Beynimiz Uzay Gemimizdir
Kişiliğimizi şekillendiren beynimiz en karmaşık yapıya sahip organımızdır... Beynimizde bulunan 100 milyar sinir hücresi evrendeki yıldızlardan daha fazla bağlantıya sahiptir... Bir galaksi ile aynı görünüme sahip olan beynimiz için mikro bir galaksi demek mümkündür.
Beynimize özen göstermediğimizde günde ortalama 85 bin beyin hücresinin kaybolduğu belirtiliyor. Saniyede bir beyin hücresinin ölmesi demek olan bu durum yaşlanmanın da sebebidir.
Karakterimiz, ruhumuz ve zekamız beynimizle ilişkilidir. Beynimiz doğru çalıştığında düzenli ve güzel bir hayatımız olur çünkü ruhumuz ile sağlıklı bir bağlantı kurmamızı sağlar. Ancak beyinde problem varsa; tüm hayatımızı etkiler, dengemizi bozar ve potansiyelimize ulaşmamızı engellerken kalp gözümüzü kapatır; sinirli, gergin ve endişe içinde buluruz kendimizi.
Beynimizi geliştirmek ruhla güçlü bir bağlantı kurulmasını sağlar ki öte aleme geçiş köprümüz beynimizdir. Ölüm ötesinde tek gerçek bilincimize yaptığımız katkı olacak. Bilinç seviyemize göre var olmaya devam edeceğiz. Beyin bir uzay gemisidir ve biz tüm nöronları aktif bir şekilde kullanmayı başarabilirsek galaksiler arasında seyahat özgürlüğü elde etmiş oluruz... Levhi Mahfuza beynimiz sayesinde ulaşır ve rüyalar aracılığı ile oradan bilgi alırız. Beynimizdeki tüm veriler kollektif bilinçte kayıt altına alınır. Başka boyutlara ve cennetlere beynimizin gücü oranında ulaşırız. Gerçekten beyninizi etkin bir şekilde kullanabiliyor musuz? Kalbinizin rehberliğinde, aklederek...

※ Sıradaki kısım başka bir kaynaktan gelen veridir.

PR #1271, opened 2018-09-19
Tidyup coordinates field fix

d7919:
Replaces #1266 

Adds Coordinates* fieldsCoordinate to Field and provides getCoordinates() and getCoordinates(CELL_LOC loc) methods to get coordinates pointers. The first form gives the pointer for the coordinates object at the field's location. The second form gives the pointer at the requested location. The main advantageAdds Coordinates* fieldsCoordinate to Field and provides getCoordinates() and getCoordinates(CELL_LOC loc) methods to get coordinates pointers. The first form gives the pointer for the coordinates object at the field's location. The second form gives the pointer at the requested location. The main advantage of introducing the second form is that it becomes easier to ensure that the coordinates objects are being returned from the same mesh that the field is on and hence this PR should also help with the push to remove references to the global mesh.

There are still some places where "raw" mesh->coordinates(location) calls are made (mostly in Laplacian routines) where the appropriate replacement was not immediately obvious. being returned from the same mesh that the field is on and hence this PR should also help with the push to remove references to the global mesh.

There are still some places where "raw" mesh->coordinates(location) calls are made (mostly in Laplacian routines) where the appropriate replacement was not immediately obvious.

Note this also brings in the recent changes to next.

### DIFF
--- a/include/field.hxx
+++ b/include/field.hxx
@@ -72,11 +72,11 @@ class Field {
   }
 
 #ifdef TRACK
-  std::string getName() const { return name; }
-  void setName(std::string s) { name = s; }
+  DEPRECATED(std::string getName() const) { return name; }
+  DEPRECATED(void setName(std::string s)) { name = s; }
 #else
-  std::string getName() const { return ""; }
-  void setName(std::string UNUSED(s)) {}
+  DEPRECATED(std::string getName()) const { return ""; }
+  DEPRECATED(void setName(std::string UNUSED(s))) {}
 #endif
   std::string name;
 
--- a/include/field.hxx
+++ b/include/field.hxx
@@ -132,7 +132,7 @@ class Field {
   virtual const IndexRange region(REGION rgn) const = 0;
  protected:
   Mesh * fieldmesh;
-  Coordinates * fieldCoordinates;
+  mutable Coordinates * fieldCoordinates = nullptr;
   /// Supplies an error method. Currently just prints and exits, but
   /// should do something more cunning...
   DEPRECATED(void error(const char *s, ...) const);
--- a/include/field.hxx
+++ b/include/field.hxx
@@ -110,6 +110,10 @@ class Field {
   /// Returns a pointer to the coordinates object at this field's
   /// location from the mesh this field is on.
   virtual Coordinates *getCoordinates() const;
+
+  /// Returns a pointer to the coordinates object at the requested
+  /// location from the mesh this field is on.
+  virtual Coordinates *getCoordinates(CELL_LOC loc) const;
   
   /*!
    * Return the number of nx points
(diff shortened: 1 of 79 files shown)


src/field/field.cxx
```diff
@@ -34,21 +34,42 @@
...
 #endif
 }
 
-Field::Field(Mesh *localmesh) : fieldmesh(localmesh) {
+Field::Field(Mesh *localmesh) : fieldmesh(localmesh), fieldCoordinates(nullptr) {
   if (fieldmesh == nullptr) {
     fieldmesh = mesh;
   }
+
+/// Note we would like to do `fieldCoordinates = getCoordinates();` here but can't
```
dschwoerer: Isn't that an implementation detail, and thus only have `//` comments?

src/field/field.cxx
```diff
@@ -34,21 +34,42 @@
...
 }
 
+Coordinates *Field::getCoordinates() const {
+  if (fieldCoordinates) {
+    return fieldCoordinates;    
+  } else {
+    /// Note we don't set fieldCoordinates here as the routine would become
+    /// non-const limiting our ability to call it in places like derivatives
+    /// where fields are passed as const.
+    fieldCoordinates = getMesh()->coordinates(getLocation());
```
dschwoerer: I am very confused, doesn't the comment is opposite of what is done?
That's why fieldCoordinates is mutable, so it can be changed in const context ...

src/field/field.cxx
d7919: Thanks, you're right.

src/field/field.cxx
d7919: Thanks, this should be removed (there due to history).

d7919:
I've changed the base to next as this includes a merge-commit from next. Hence this PR incorporates #1198 as well, should #1198 be merged first I think this PR should appear much smaller.

include/field.hxx
```diff
@@ -122,6 +128,7 @@ class Field {
   virtual const IndexRange region(REGION rgn) const = 0;
  protected:
   Mesh * fieldmesh;
+  Coordinates * fieldCoordinates;
```
johnomotani: Should this be snake_case: `field_coordinates`? Or possibly `fieldcoordinates` to be like `fieldmesh`?

src/field/field.cxx
```diff
@@ -17,7 +17,7 @@
  * but WITHOUT ANY WARRANTY; without even the implied warranty of
  * MERCHANTABILITY or FITNESS FOR A PARTICULAR PURPOSE.  See the
  * GNU Lesser General Public License for more details.
- *
+ *civil
```
johnomotani: typo?

src/field/field2d.cxx
```diff
@@ -78,6 +78,8 @@ Field2D::Field2D(const Field2D& f) : Field(f.fieldmesh), // The mesh containing
   checkData(f);
 #endif
 
+  location = f.location;
```
johnomotani: This is repeated at line 94

PR #1273, opened 2018-09-20
Add some syntactic sugar to Options

bendudson:
In order to read an integer from a section, the Options interface is:

```
int value;
Options::getRoot()->getSection("mysection")->get("myvalue", value, 42);
```

This commit adds:
* `root()` which is like `getRoot()` but returns a reference
* `[]` operator which is equivalent to `getSection`
* a templated `get` function which returns the value rather than
  putting the value into a given reference.

The above example becomes:

```
int value = Options::root()["mysection"].get("myvalue", 42);
```

### DIFF
--- a/include/options.hxx
+++ b/include/options.hxx
@@ -119,7 +119,11 @@ public:
 
   /// Get a pointer to the only root instance (singleton)
   static Options* getRoot();
-
+  
+  /// Alternative to getRoot.
+  /// Gets a reference to the only root instance
+  static Options& root() { return *getRoot(); }
+  
   /*!
    * Free all memory
    */
@@ -157,6 +161,13 @@ public:
   void get(const string &key, bool &val, bool def);
   void get(const string &key, string &val, const string &def);
 
+  template<typename T>
+  T get(const string &key, T def) {
+    T value;
+    get(key, value, def);
+    return value;
+  }
+  
   // This is a temporary replacement for 4-argument get
   // and will be removed in the next major release
   template<typename T, typename U>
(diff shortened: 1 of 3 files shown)


d7919:
Looks nice. I guess people might try to do something like `int value = Options::root()["mysection"]["myvalue"]` if they see this like a nested dictionary so just have to make sure it is clearly documented (as I think this won't raise an error, just create an empty section)? 

Is it possible to nest `[]`, so something like `Options::root()["Section"]["subSection"].get("var",42)`?

I'm not sure if this looks any nicer, but, do we need get or could we do something like `Options::root()["Section"]["subSection"]("var",42)`?

bendudson:
I think `int value = Options::root()["mysection"]["myvalue"]` would be a compile-time error when converting from `Options&` to `int`. Good point though this should be a test.

Yes, arbitrary nesting for accessing sub-sub-sections etc is supported.

I did try that `operator()` implementation too. It is quite nice, but if you need/want to specify the return type because it's incorrectly inferred from the default value then it becomes less nice:
```
Options::root()["Section"]["subSection"].operator()<BoutReal>("var",42);

Options::root()["Section"]["subSection"].get<BoutReal>("var",42)
```
Perhaps both could be supported.

I have a more drastic rewrite in progress: https://github.com/boutproject/BOUT-dev/tree/options-more-bling
This allows `int value = Options::root()["mysection"]["myvalue"]`, and `Options::root()["mysection"]["myvalue"] = 3`. It's backward compatible, but currently fails because `restart` is used as both a section and a value.

bendudson:
Replaced by PR #1277

PR #1277, opened 2018-09-21
Pour some sugar on Options

bendudson:
This is a backward-compatible change to the `Options` class. An `Options` object can now have a value and/or children; casting and assignment operators are used to provide a reasonably nice interface. The old interface is supported by wrapping the new interface, so could be removed at some point.

This is an alternative to PR #1273

Replaces 
```
int value;
Options::getRoot()->getSection("mysection")->get("myvalue", value, 42);
```
with
```
int value = Options::root()["mysection"]["myvalue"];
```
which will throw an exception if the option is not found, or to use a default:
```
int value = Options::root()["mysection"]["myvalue"].withDefault(42);
```
or to read as a specified type:
```
auto value = Options::root()["mysection"]["myvalue"].as<BoutReal>();
```
Setting values can be done using:
```
Options::root()["mysection"]["myvalue"] = 3.14;
```
which will use an empty `source`. To specify the source use `assign`:
```
Options::root()["mysection"]["myvalue"].assign(3.14, "source");
```
This will throw if overwriting a value from the same source. To force an assignment:
```
Options::root()["mysection"]["myvalue"].force(3.14, "source");
```

### DIFF
--- a/include/options.hxx
+++ b/include/options.hxx
@@ -310,13 +310,12 @@ public:
   Options *parent_instance;
   string full_name; // full path name for logging only
 
-  /// An Option object can be a section (node), a value (leaf), or empty (undecided)
-  enum class OptionType { empty, section, value };
+  /// An Option object can be a section and/or a value, or neither (empty)
 
-  OptionType type = OptionType::empty; ///< The type of this Option object
-  
-  std::string name; ///< If a section then this is the section name
+  bool is_section = false; ///< Is this Options object a section?
   std::map<string, Options*> children; ///< If a section then has children
+
+  bool is_value = false; ///< Is this Options object a value?
   OptionValue value; ///< If a value
   
   void _set(const string &val, const string &source, bool force);
--- a/include/options.hxx
+++ b/include/options.hxx
@@ -61,25 +61,36 @@ using std::string;
  * which can be used as a map.
  *
  *     Options options;
+ *     
+ *     // Set values
  *     options["key"] = 1.0;
  *
+ *     // Get values. Throws BoutException if not found
  *     int val = options["key"]; // Sets val to 1 
  *
- * It can be useful to record where values came from by adding a source label:
- * 
- *     options["key"].setTo(1.0, "code"); // Sets a value with source "code"
+ *     // Return as specified type. Throws BoutException if not found
+ *     BoutReal var = options["key"].as<BoutReal>();
  *
- * Equivalent interfaces are:
+ *     // A default value can be used if key is not found
+ *     BoutReal value = options["pi"].withDefault(3.14);
+ *    
+ *     // Assign value with source label. Throws if already has a value from same source
+ *     options["newkey"].assign(1.0, "some source");
+ *
+ *     // Force assign a new value
+ *     options["newkey"].force(2.0, "some source");
+ *
+ * A legacy interface is also supported:
  * 
- *     options.set("key", 1.0, "code"); // Sets a key
+ *     options.set("key", 1.0, "code"); // Sets a key from source "code"
  *
  *     int val;
- *     options.get("key", val, 0.0); // Sets val to 1.0
+ *     options.get("key", val, 0); // Sets val to 1, default to 0 if not found
  *
  * If a variable has not been set then the default value is used
  *
  *     int other;
- *     options.get("otherkey", other, 2.0); // Sets other to 2.0 because "otherkey" not found
+ *     options.get("otherkey", other, 2.0); // Sets other to 2 because "otherkey" not found
  *
  * Internally, all values are stored as strings, so conversion is performed silently:
  *
@@ -98,17 +109,26 @@ using std::string;
  * 
  *     Options &section = options["section"];
  * 
- * or
- *     Options *section = options.getSection("section");
+ * which can be nested:
+ *
+ *     options["section"]["subsection"]["value"] = 3;
  *
  * This always succeeds; if the section does not exist then it is created.
+ *
+ * The legacy interface uses pointers:
+ *
+ *     Options *section = options.getSection("section");
+ *
+ * e.g.
+ *     options->getSection("section")->getSection("subsection")->set("value", 3);
+ * 
  * Options also know about their parents:
  *
  *     Options &parent = section.parent();
  *     
  * or
  * 
- *     section->getParent() == &options // Pointer to options object
+ *     Options *parent = section->getParent();
  *
  * Root options object
  * -------------------
@@ -148,7 +168,13 @@ public:
   static void cleanup();
 
   /// Get a sub-section or value
-  /// Note: Using this makes this object a section
+  ///
+  /// Example:
+  ///
+  /// Options parent;
+  /// auto child  = parent["child"];
+  ///
+  /// parent is now a section.
   Options& operator[](const string &name);
 
   /// Assignment from any type T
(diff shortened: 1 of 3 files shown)


bendudson:
Damn... at the moment that's not supported, but it should be easy to add. It's a matter of making `withDefault` a template, rather than just an overloaded function. At the moment you could do something like `withDefault( static_cast<BoutReal>(2.0) )` but the choice of types is limited (`bool`, `int`, `BoutReal` or `string`). I will have a go

d7919:
Sorry!

src/sys/options.cxx
```diff
@@ -10,286 +10,303 @@
...
                             "'%s' - old value was '%s'.",
-                            source.c_str(), opt.value.c_str(), oldopt.value.c_str());
+                            source.c_str(), val.c_str(), value.value.c_str());
       }
     }
   }
-  options[key_l] = opt;
+  
+  value.value = val;
+  value.source = source;
```
ZedThree: We're making a copy here, so we could take `source` by value and move it

include/options.hxx
```diff
@@ -191,21 +370,57 @@ public:
...
-  std::map<string, OptionValue> options;
-  std::map<string, Options*> sections;
+  /// An Option object can be a section and/or a value, or neither (empty)
 
-  void _set(const string &key, const string &val, const string &source, bool force);
+  bool is_section = false; ///< Is this Options object a section?
+  std::map<string, Options*> children; ///< If a section then has children
+
+  bool is_value = false; ///< Is this Options object a value?
+  OptionValue value; ///< If a value
```
ZedThree: Does it make sense to give this a default empty value (`OptionValue value{}`)? We would need to give `OptionValue::used` a default value as well (presumably `false`).

include/options.hxx
```diff
@@ -111,45 +155,178 @@ public:
...
-    set(key,t,source,true);
+  /// Get a sub-section or value
+  ///
+  /// Example:
+  ///
+  /// Options parent;
+  /// auto child  = parent["child"];
+  ///
+  /// parent is now a section.
+  Options& operator[](const string &name);
```
ZedThree: Do we need a `const` version as well? If implemented, it would need to `throw` if a section/value didn't exist, instead of creating a new subsection. We'd probably also want a `const` version of `getSection` as well in that case.

---

A possible downside to this implementation is that this:

```cpp
int value = options["sub-section"];
```

is a runtime error, rather than a compile-time error, but I'm not sure there's much to be done about that.

ZedThree:
This is currently failing due to `test-code-style` complaining about `Options::operator=<BoutReal>(const BoutReal &inputvalue)` passing a `const BoutReal` by reference. Unfortunately, this is a specialisation of the `operator=(const T &inputvalue)` template, so it has to be exactly `const BoutReal&`.

I'm not really sure not passing this test is a "failure" -- maybe we should drop it?

bendudson:
Quick question: Should we try using `std::optional` to replace the `is_section` and `is_value` logic. Not essential, and just an internal implementation detail, but might be nice. It's in C++17, but some header-only implementations for C++11:
https://github.com/TartanLlama/optional
or
https://github.com/martinmoene/optional-lite

bendudson:
Currently I've just changed `operator=` to take argument by value, so BoutReal specialisation is possible; will this do terrible things?

ZedThree:
That's not completely terrible, as it reads like we are taking our own copy, which we kind of are. But returning a reference to it is a little problematic. Although, should it return a `T`, rather than an `Options`?

ZedThree:
There's a fun bug here that Clang catches but GCC doesn't. Basically in

```cpp
options["foo"]
```

the conversion operator means the compiler can't distinguish
between the builtin

```cpp
operator[](long, const char*)   // as in the weird `1["foo"]` vs `"foo"[1]`
```

and our

```cpp
operator[](Options, const char*)  // `this` is now convertible to `std::ptrdiff_t`
```

See https://stackoverflow.com/a/8917084/2043465 for a more in-depth
explanation.

Simple fix is to overload `operator[]` to take `const char*`:
```diff
   Options& operator[](const string &name);
+  // Prevent ambiguous overload resolution due to operator T() below
+  Options& operator[](const char *name) { return (*this)[std::string(name)]; }
```

bendudson:
Note: This (making member functions templates) doesn't seem to affect `boutcore`; setting and getting options seems to work as in `next`. On a related note, some unit tests for the python modules would be useful.

manual/sphinx/user_docs/bout_options.rst
```diff
@@ -386,25 +386,98 @@ Implementation
...
+
+    options["mysection"]["myswitch"] = true;
+
+To get options, they can be assigned to a variable::
+
+    int nout = options["nout"];
+
+If the option is not found then a ``BoutException`` will be thrown. A
+default value can be given, which will be used if the option has not
+been set::
```
ZedThree: Should we mention this value is cached (although not if `options` is `const`)?

manual/sphinx/user_docs/bout_options.rst
```diff
@@ -386,25 +386,98 @@ Implementation
...
+
+It is common for BOUT++ models to read in many settings which have the
+same variable name as option setting (e.g. "nout" here). A convenient
+macro reads options into an already-defined variable::
+
+    int nout;
+    OPTION(options, nout, 1);
+
+where the first argument is a section, second argument is the variable
+whose name will also be used as the option string.
```
ZedThree: The third argument is used as a default value

include/options.hxx
```diff
@@ -105,76 +150,255 @@ using std::string;
 class Options {
 public:
   /// Constructor. This is called to create the root object
-  Options();
+  Options() : parent_instance(nullptr) {}
```
ZedThree: `parent_instance` has a default value, so we can skip setting it in the ctor. But it doesn't do any harm

include/options.hxx
```diff
@@ -105,76 +150,255 @@ using std::string;
...
+  /// Assign a value to the option.
+  /// This will throw an exception if already has a value
+  ///
+  /// Example:
+  ///
+  /// Options option;
+  /// option["test"].assign(42, "some source");
+  ///
+  template<typename T>
+  void assign(T val, const std::string &source="") {
```
ZedThree: I think we could take `source` by value here, as `_set` is making a copy anyway

include/options.hxx
```diff
@@ -105,76 +150,255 @@ using std::string;
...
-  void set(const string &key, const int &val, const string &source="", bool force=false);
-  void set(const string &key, BoutReal val, const string &source="", bool force=false);
-  void set(const string &key, const bool &val, const string &source="", bool force=false);
-  void set(const string &key, const char * &val, const string &source="", bool force=false) {
-    _set(key,val,source,force);
+  
+  /// Force to a value
+  /// Overwrites any existing setting
+  template<typename T>
+  void force(T val, const string &source = "") {
```
ZedThree: Likewise, `source` could be a copy

tests/unit/sys/test_options.cxx
```diff
@@ -368,3 +371,108 @@ TEST_F(OptionsTest, SetSameOptionTwice) {
...
+  ASSERT_TRUE(options["sub-section"]["int_key"].isSet());
+  
+  int value = options["sub-section"]["int_key"].withDefault(99);
+  EXPECT_EQ(value, 42);
+}
+
+TEST_F(OptionsTest, NewIsSetDefault) {
+  Options options;
+  ASSERT_FALSE(options.isSet());
+  int value = options.withDefault(42);
```
ZedThree: `value` isn't used -- could be dropped

PR #1278, opened 2018-09-21
Add location checking for generated field ops involving Field2Ds

d7919:
Field2D now has a location so we should check that this is consistent with the other fields that it interacts with. This currently only adds checks in the generated field operations but can be expanded to more places.

Unfortunately (or fortunately) this doesn't pass the tests at the moment as it appears some of the tests use inconsistent field locations.

### DIFF
--- a/src/field/gen_fieldops.jinja
+++ b/src/field/gen_fieldops.jinja
@@ -1,6 +1,6 @@
 // Provide the C++ wrapper for {{operator_name}} of {{lhs}} and {{rhs}}
 {{out}} operator{{operator}}(const {{lhs.passByReference}}, const {{rhs.passByReference}}) {
-  {% if lhs == rhs == "Field3D" %}
+  {% if ((lhs in ["Field3D", "Field2D"]) and (rhs in ["Field3D", "Field2D"])) %}
 #if CHECK > 0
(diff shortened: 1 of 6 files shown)


d7919:
Also makes sure Field2D results get their location set as well.

d7919:
It seems like this reimplements 31b55f57cf8a1af54b968203b787fcd48eea58bb by @dschwoerer which was missed from the coordinates_location alternative to #1060

d7919:
Changes in #1284 may be enough to fix this.

d7919:
Two most recent commits plus #1284 should be enough to get this branch working and passing the tests.

d7919:
Some fixes now included to ensure fields are returned with a correct location when using shortcuts (i.e. for DDZ on Field2D, DDX when nx=1 etc.).

The tweak in 4b37404 may want to be a little more widespread to ensure coordinates operations are done consistently.

d7919:
Should the tweak 4b37404 actually use `outloc` rather than `f.getLocation()`? In fact I suspect it might be that we want to check `f.getCoordinates() == this` or similar? (`outloc` unlikely correct option as it defaults to `CELL_DEFAULT` which is not a valid field location).

d7919:
#1286 demonstrates that this branch should work once 1284 is in next.

PR #1285, opened 2018-09-25
Add MACRO_FOR_EACH for variadic macros

bendudson:
Rather than needing a separate macro for each number of arguments e.g. `SOLVE_FOR(a)`, `SOLVE_FOR2(a,b)`, `SOLVE_FOR3(a,b,c)` etc. this provides a way for a macro to expand a variable number of arguments. Currently limited to 10, but could be expanded quite easily if needed.

The definition of `SOLVE_FOR` becomes:

```
#define SOLVE_FOR1(var) solver->add(var, #var);

#define SOLVE_FOR(...)  \
  MACRO_FOR_EACH(SOLVE_FOR1, __VA_ARGS__)
```

For now the other macros are kept for backward compatibility.

Modest amounts of black magic are needed, but as far as I know all standard, no compiler extensions.

### DIFF
--- a/include/bout/macro_for_each.hxx
+++ b/include/bout/macro_for_each.hxx
@@ -55,7 +55,13 @@
 ///
 ///    test(a) test(b) test(c)
 ///
-/// Note that no ; is inserted after each expansion
+/// Notes:
+///
+///   - No semicolon is inserted after each expansion
+///   - No braces are put around the expansion. These
+///     should usually be added in the top-level macro
+///     to avoid surprising results.
+/// 
 #define MACRO_FOR_EACH(mac, ...)                                        \
   _GET_FOR_EACH_EXPANSION(__VA_ARGS__,                                  \
                           _me_10, _me_9, _me_8, _me_7, _me_6, _me_5,    \
@@ -74,7 +80,13 @@
 ///
 ///    test(a); test(b); test(c);
 ///
-/// Note that a ; is inserted after each expansion
+/// Notes:
+///
+///   - A ; is inserted after each expansion
+///   - No braces are put around the expansion. These
+///     should usually be added in the top-level macro
+///     to avoid surprising results.
+///
 #define MACRO_FOR_EACH_FN(fn, ...)                                      \
   _GET_FOR_EACH_EXPANSION(__VA_ARGS__,                                  \
                           _fe_10, _fe_9, _fe_8, _fe_7, _fe_6, _fe_5,    \
--- a/include/bout/macro_for_each.hxx
+++ b/include/bout/macro_for_each.hxx
@@ -1,0 +1,84 @@
+
+#ifndef __MACRO_FOR_EACH_H__
+#define __MACRO_FOR_EACH_H__
+
+// Provides a macro MACRO_FOR_EACH which applies a
+// macro to each argument in a VA_ARGS list
+// 
+// Based on this blog post by Daniel Hardman:
+//    https://codecraft.co/2014/11/25/variadic-macros-tricks/
+// This answer on StackOverflow:
+//    https://stackoverflow.com/questions/11761703/overloading-macro-on-number-of-arguments/11763277
+// See also: 
+//    https://github.com/cormacc/va_args_iterators
+//
+
+
+/// _me_x set of macros expand a number of arguments without ';' between them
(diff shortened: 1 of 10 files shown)


include/bout/macro_for_each.hxx
```diff
@@ -0,0 +1,84 @@
...
+/// of the following arguments.
+/// Currently supports up to 10 arguments.
+///
+/// Example:
+///
+///    MACRO_FOR_EACH(test, a, b, c)
+///
+/// expands to
+///
+///    test(a) test(b) test(c)
```
d7919: I guess this form is most useful when `test` is actually another macro that itself includes `;`? Are there any other use cases?

bendudson: The main use for this (and the reason I went down this rabbit hole) was to declare lists of variables. In SD1D the reactions are integrated over the cells using Simpson's rule, so each rate is calculated three times, for the left, centre and right side of each cell:
https://github.com/boutproject/SD1D/blob/master/sd1d.cxx#L971
I'd like to add many more reactions, and don't want to have to repeat each one three times. I've improved this a bit:
https://github.com/boutproject/SD1D/blob/new-multifluid/reaction_elastic.cxx#L57
but there's still a lot of boilerplate code which could (perhaps) be removed. What I'd like is to be able to write:

```
INTEGRATE(i, weight, Ni, Nn, Ti, Tn, Vi, Vn) {
    BoutReal R = a0 * Ni * Nn * Cs0 * sqrt((16. / PI) * Ti) * Nnorm / Omega_ci;
    Fel[i] += weight * (Vi - Vn) * R;
    Eel[i] += (3. / 2) * weight * (Ti - Tn) * R;
}
```
which would expand to something like:
```
for (auto i : region(RGN_NOBNDRY)) {   /// << Maybe have region as argument
    QuadValue Ti(Ti, i), Ni(Ni, i), Vi(Vi, i), ... /// << Here MACRO_FOR_EACH
    for (int j : QR.indices) {   /// << Some kind of gensym for index j
        weight = QR[j];
        BoutReal Ti = Ti[j], Ni = Ni[j], ... /// << MACRO_FOR_EACH
        // User code
    }
}
```
so inside the expression the Field2D or Field3D variables in the arguments to `INTEGRATE` are declared as `BoutReal`s, shadowing original variables. I'm not sure if this would be great or terrible. Perhaps both.

bendudson: For the kind of (mis-)feature this enables, see the updated SD1D reaction rate integration code: https://github.com/boutproject/SD1D/blob/new-multifluid/reaction_elastic.cxx#L47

Beynimiz sağlıklı ise daha rahat odaklanırız, sevgi dolu oluruz, kendimizi rahat ve mutlu hissederiz.
Daha iyi bir beyin için; iyi bir uyku, egzersiz, iyi duygu durumunda olmak (özellikle pozitif düşünme ve şükretme), sürekli bir şeyler öğrenerek beyinde yeni bağlantılar kurulmasını sağlamak ve sağlıklı bir diyet gerekir.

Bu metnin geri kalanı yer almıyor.